On retiendra particulièrement l’article de Didier Chaudet, chercheur associé à l’IFEAC, qui s’intéresse à la monté en puissance de l’influence chinoise au Moyen-Orient via le projet des nouvelles Routes de la Soie : il souligne que l’engagement chinois dans les conflits de la région (Afghanistan tout d’abord, Syrie et Yémen ensuite) est toujours pragmatique et réactif. La Chine réussit à parler à tous les acteurs des conflits tout en préservant ses intérêts stratégiques, en s’investissant notamment dans la reconstruction. Entretenant de bonnes relations avec les Kurdes par intérêt géostratégique, elle est également capable d’avoir des liens forts à la fois avec Israël et les Palestiniens. Cette stratégie, selon Didier Chaudet, contribue à faire de la Chine un concurrent sérieux aux ambitions européennes, américaines et russes dans la région.
Entre Accord global sur les investissements et sanctions croisées, les relations sino-européennes sont particulièrement tendues : Philippe Le Corre, chercheur à la Harvard Kennedy School, revient sur les développements récents de la relation entre Pékin et Bruxelles, caractérisée par de nombreux désaccords en matière économique et de droits de l’Homme (signature des conventions de l’Organisation Internationale du Travail, investissements).
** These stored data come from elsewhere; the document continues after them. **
PR #15626, opened 2022-10-15
Removed bluebird from `fixture-utils.js`

iamhalldor:
#14882 

I opted to use the in-house `sequence` function when refactoring Bluebird's `Promise.each` to avoid deadlock issues (see 734ef66). I'm not familiar enough with the database schema to know which `Promise.each` are safe to refactor to `Promise.all`.

### DIFF
--- a/ghost/core/test/utils/fixture-utils.js
+++ b/ghost/core/test/utils/fixture-utils.js
@@ -1,5 +1,4 @@
 // Utility Packages
-const Promise = require('bluebird');
 const _ = require('lodash');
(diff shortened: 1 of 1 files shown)


ErisDS:
Thanks again @halldorbjarni :) This file had had another Promise.map added since you fixed it, which I've converted and merged in along with your changes. That shows just how quickly the tech debt is growing whilst we still have bluebird in the codebase!

We really, really appreciate the help to get bluebird removed ❤️

PR #15637, opened 2022-10-17
Added conversions count and separate analytics page

SimonBackx:
fixes https://github.com/TryGhost/Team/issues/2084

L’auteur souligne que l’image de la Chine, dégradée en Europe, représente une faiblesse pour Pékin ; il dessine les perspectives de la relation Etats-Unis/UE/Chine.
Xavier Aurégan, chercheur associé à l’Institut français de recherche sur l’Asie de l’Est, propose un article sur la diplomatie économique chinoise agressive en Afrique, caractérisée par une relation asymétrique engendrant inégalités et dépendances, intensifiée par le projet des nouvelles routes de la Soie. L’auteur revient sur l’historique de la présence chinoise en Afrique depuis les années 1950 et détaille les caractéristiques de la nouvelle « Chinafrique » depuis l’arrivée au pouvoir de Xi Jinping en s’intéressant notamment à l’enjeu central des ressources naturelles et des matières premières.
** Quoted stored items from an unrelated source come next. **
PR #15640, opened 2022-10-17
Improved URL syncing between Admin and Explore

aileen:
no issue

Improve the route communication between Ghost Admin and Ghost Explore to reflect route changes in the URL and correctly navigate to Explore sub routes

### DIFF
--- a/ghost/admin/app/controllers/explore.js
+++ b/ghost/admin/app/controllers/explore.js
@@ -20,6 +20,7 @@ export default class ExploreController extends Controller {
     @action
     closeConnect() {
         if (this.explore.isIframeTransition) {
+            this.explore.sendRouteUpdate({path: '/explore'});
             this.router.transitionTo('/explore');
         } else {
             this.router.transitionTo('/dashboard');
@@ -43,6 +44,7 @@ export default class ExploreController extends Controller {
             // to the submit page and fetch the required site data
             setTimeout(() => {
                 this.explore.toggleExploreWindow(true);
+                this.explore.sendRouteUpdate({path: '/explore'});
                 this.router.transitionTo('explore');
             }, 500);
         } else {
--- a/ghost/admin/app/controllers/explore.js
+++ b/ghost/admin/app/controllers/explore.js
@@ -44,8 +44,6 @@ export default class ExploreController extends Controller {
             // to the submit page and fetch the required site data
             setTimeout(() => {
                 this.explore.toggleExploreWindow(true);
-                this.explore.sendRouteUpdate({path: '/explore'});
-                this.router.transitionTo('explore');
             }, 500);
         } else {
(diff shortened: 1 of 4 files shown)


ghost/admin/app/routes/explore/index.js
```diff
@@ -43,10 +43,22 @@ export default class ExploreRoute extends AuthenticatedRoute {
...
+                if (destinationUrl?.includes('/explore/submit')) {
+                    // Ensure the model is loaded before sending the controller action
+                    const model = await this.model;
+                    this.controllerFor('explore').submitExploreSite(model);
+                } else {
+                    let path = destinationUrl.replace(/explore\//, '');
+                    path = path === '/' ? '/explore/' : path;
+
+                    if (destinationUrl?.includes('/explore/about')) {
+                        window.open(`${this.explore.exploreUrl}about/`, '_blank').focus();
```
aileen, line 57: This should simulate the same behaviour as when clicking on the `about` link which opens a new tab.

ghost/admin/app/routes/explore/index.js
```diff
@@ -43,10 +43,22 @@ export default class ExploreRoute extends AuthenticatedRoute {
...
             if (destinationUrl?.includes('/explore')) {
                 isExploreTransition = true;
+                this.explore.isIframeTransition = isExploreTransition;
 
-                // Send the updated route to the iframe
-                if (transition?.to?.params?.sub) {
-                    this.explore.sendRouteUpdate({path: transition.to.params.sub});
+                if (destinationUrl?.includes('/explore/submit')) {
+                    // Ensure the model is loaded before sending the controller action
+                    const model = await this.model;
```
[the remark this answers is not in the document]
aileen: I hope and think I found a better way of handling this now... 😬

ghost/admin/app/controllers/explore.js
```diff
@@ -1,13 +1,23 @@
...
+import {isEmpty} from '@ember/utils';
 import {inject as service} from '@ember/service';
+import {task} from 'ember-concurrency';
 
 export default class ExploreController extends Controller {
     @service explore;
     @service router;
+    @service store;
+
+    integrations = null;
```
kevinansfield, line 12: This can be set directly to `this.store.peekAll('integration')`, makes it easier to reason about because you don't then have to find where it's been set.

ghost/admin/app/controllers/explore.js
```diff
@@ -1,13 +1,23 @@
...
+
+    constructor() {
+        super(...arguments);
+        this.initIntegrations.perform();
```
kevinansfield, line 16: For controllers it's usually best to avoid data loading in a constructor because we're not in control of when a controller is initialised. If you want models to be loaded it would be better to keep that in the route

Dans un entretien mené par Thomas Delage, Antoine Bondaz, directeur du programme Taïwan sur la sécurité et la diplomatie à la FRS, répond à de nombreuses questions portant sur la défense chinoise, sa modernisation pour en faire une « armée de classe mondiale » et son rôle de vecteur indispensable d’affirmation de puissance, notamment dans les domaines maritime, nucléaire et hybride.
Pour être au fait des ambitions chinoises et bien préparer votre rentrée, ne manquez pas ce numéro de Diplomatie !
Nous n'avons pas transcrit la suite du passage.